PHOENIX, Ariz. - Healthy pension plans for public workers help the Arizona economy, not just the retirees who get the checks, according to the latest research.

Backers of Arizona's public pension system say their defined-benefit retirement plans are doing well, although critics have claimed that some plans may be under-funded. The National Institute on Retirement Security says the benefits from these pension plans - including teachers' - generated more than $7 billion in economic activity in Arizona in 2016, the most recent figures available.

Julie Horwin, president of the Arizona Education Association-Retired, agrees they're helping to keep the economy strong.

"Pensions are not just an entitlement given to people who are older," says Horwin. "They're actually one of the chief economic engines that drives Arizona. Without those pensions, our economy would suffer a great deal."

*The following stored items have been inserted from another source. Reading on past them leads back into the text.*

PR #5984, opened 2017-03-31
Chef-13: fix notifying array resources

### LINKED ISSUE #4349: Notify multiple packages
I'm trying to notify a resource that contains multiple packages as below

```
package ["chef", "chef-zero"] do
    action :nothing
end

log 'call a notification' do
  notifies :install, 'package[chef, chef-zero]', :immediately
end
```

The above recipe is in line with documentation at https://docs.chef.io/resource_yum.html (Multiple Packages). Output of a local run is below. Kindly let me know if this is a bug or a user error?

```
Starting Chef Client, version 11.12.8
resolving cookbooks for run list: []
Synchronizing Cookbooks:
Compiling Cookbooks...
[2015-12-30T23:18:57+05:30] WARN: Node derek-laptop has an empty run list.
Converging 2 resources

Running handlers:
[2015-12-30T23:18:57+05:30] ERROR: Running exception handlers
Running handlers complete

[2015-12-30T23:18:57+05:30] ERROR: Exception handlers complete
[2015-12-30T23:18:57+05:30] FATAL: Stacktrace dumped to /home/derek/.chef/local-mode-cache/cache/chef-stacktrace.out
Chef Client failed. 0 resources updated in 0.67967665 seconds
[2015-12-30T23:18:57+05:30] ERROR: resource log[call a notification] is configured to notify resource package[chef, chef-zero] with action install, but package[chef, chef-zero] cannot be found in the resource collection. log[call a notification] is defined in /home/derek/abc.rb:5:in `from_file'

[2015-12-30T23:18:57+05:30] FATAL: Chef::Exceptions::ChildConvergeError: Chef run process exited unsuccessfully (exit code 1)
derek@derek-laptop:~$ cat abc.rb 
package ["chef", "chef-zero"] do
    action :nothing
end

log 'call a notification' do
  notifies :install, 'package[chef, chef-zero]', :immediately
end
```

### LINKED ISSUE #5976: Chef 13.1: Deprecate old multi-resource notification syntax
Turns out notifying `package[foo, bar]` means to try to find both `package[foo]` and `package[bar]` in the resource_collection, which gets into a fight with multipackage syntax.

AFAIK this has never been documented before, and dates back 9 years to the first ever commit to the resource collection.

The way everyone does this is with multiple notifies hanging off the same resource, or with a notification to a log resource (we really need a null resource)

We probably need to deprecate this to make notifications to multiple package installs to work.

lamont-granquist:
this also deprecates the multi-resource notification syntax where
`foo[a,b]` would attempt to notify both `foo[a]` and `foo[b]` because
that is hella ambiguous (and AFAIK undocumented for the past 9 years)

closes #5976
closes #4349


lib/chef/resource_collection/resource_set.rb
```diff
@@ -161,27 +161,39 @@ def find_resource_by_hash(arg)
...
+            return [ lookup(create_key(resource_type, name)) ]
+          end
+        rescue Chef::Exceptions::ResourceNotFound => e
+          if arg =~ MULTIPLE_RESOURCE_MATCH
+            begin
+              results = Array.new
+              resource_type = $1
+              arg =~ /^.+\[(.+)\]$/
+              resource_list = $1
+              resource_list.split(",").each do |instance_name|
```
coderanger: Can do this with less global variables via `arg[/^.+\[(.+)\]$/, 1].split(',')` but doesn't really matter.

lamont-granquist: yeah its just copypasta from what was there and imo it needs to die

lamont-granquist:
hrm, poise has a busted test...

PR #6471, opened 2017-10-04
Fix to use cookbook name in local mode or chef-zero

### LINKED ISSUE #4816: cookbook name not taken into account in local mode or chef-zero
## Description

In local mode, the directory name is used as the name of the cookbook, not the `name` in metadata.rb

So if you have a cookbook called `foo`, but the dir name is `foo_test` and inside of `foo` you do `include_recipe 'foo::some_recipe'` it'll complain that:

```
Cookbook foo not found. If you're loading foo from another cookbook, make sure you configure the dependency in your metadata
```

Frankly, I was a proponent of adding a Foodcritic rule that required to be the same but @lamont-granquist  (I think) chimed in that having them able to be separate is super important. I ended up using this to test something and it turns out not to work.
## Chef Version

12.8.1
## Platform Version

CentOS 7
## Replication Case

See above.
## Client Output

See above.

One example of criticism was a recent op-ed by the research group Arizona Chamber Foundation. It warned that local and state governments are regularly having to increase their pension-plan contributions, suggesting this could eventually lead to solvency problems.

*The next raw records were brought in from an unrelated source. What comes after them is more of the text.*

Issue #6474, opened 2017-10-05
OpenBSD package provider fails to install packages


e100:
## Description

The package provider fails to find candidate versions to install because PKG_PATH variable is not set when calling pkg_info.
Additionally, installing packages with empty flavors always fails.

## Chef Version: 13.5.3 - Chef Zero
## Platform Version OpenBSD 6.1
## Replication Case
Try to install any empty flavor package that is currently not installed
`package 'rsync--'`
## Client Output

`Chef::Exceptions::Package                                                                          
          -------------------------                                                                          
          No candidate version available for rsync--                                                         
                                                                                                             
          Resource Declaration:                                                                              
          ---------------------                                                                              
          # In /tmp/kitchen/cache/cookbooks/test/recipes/default.rb                         
                                                                                                             
           77: package 'rsync--'                                                                             
           78: package 'iftop'                                                                               
                                                                                                             
          Compiled Resource:                                                                                 
          ------------------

The National Institute on Retirement Security research breaks down the numbers further, showing that each dollar invested by Arizona taxpayers in public pensions supports more than $6 in economic activity.

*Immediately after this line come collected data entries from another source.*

PR #6478, opened 2017-10-05
Remove cookbook_artifacts from CHEF_11_OSS_STATIC_OBJECTS

itmustbejj:
Signed-off-by: Josh Hudson <jhudson@chef.io>

Fixes an issue where newer versions of ChefFS cannot be used with Chef 11 servers because policyfiles did not exist then. I believe this was a mistaken addition (it is included in `CHEF_12_OBJECTS` properly) that only affected Chef 11 servers.

### DIFF
--- a/lib/chef/chef_fs/config.rb
+++ b/lib/chef/chef_fs/config.rb
@@ -66,7 +66,7 @@ class Chef
       # upgrade/migration of older Chef Servers, so they should be considered
       # frozen in time.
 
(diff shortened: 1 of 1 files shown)


itmustbejj:
Please hold off on merging for now. Needs more investigation.

itmustbejj:
Ok, I feel really good about the scope of this change. You need to set `repo_mode` to "static" in your knife.rb for this change to have any effect.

Institute Executive Director Dan Doonan says defined-benefit pensions also have advantages for retirees over other forms of savings.

"What we'll see more with the 401(k), as retirees retire, it's not really clear how much you can pull out each year," says Doonan. "So, you spend your working years saving - and then you retire, and you're sort of afraid to use the money you save for retirement, because you don't know what's coming."

Doonan adds it is difficult for many workers to save enough for retirement, making a pension even more critical.

"We looked at the median savings of workers and it's basically zero dollars," says Doonan. "And even amongst those nearing retirement, it's about $88,000. That's a lot of money - but if you think in terms of a few decades in retirement, it's not a lot of income per year."

Despite claims that public pensions are draining state and local coffers, he adds only about one-quarter of contributions to Arizona pensions are from employers. The rest are from employees and the successful investment of pension funds.

Disclosure: National Public Pension Coalition contributes to our fund for reporting on Budget Policy & Priorities, Energy Policy, Environment, Peace. If you would like to help support news in the public interest, click here.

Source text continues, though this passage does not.